PR #1441, opened 2024-12-15
improved debian ascii logo

L1kwidus:
improved/fixed debian ascii logo


CarterLi:
Didn't see many differences though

--------

YOUR TASK: For each line in the records that contains the word "logo", make a copy.

TASK RESULT:
improved debian ascii logo
improved/fixed debian ascii logo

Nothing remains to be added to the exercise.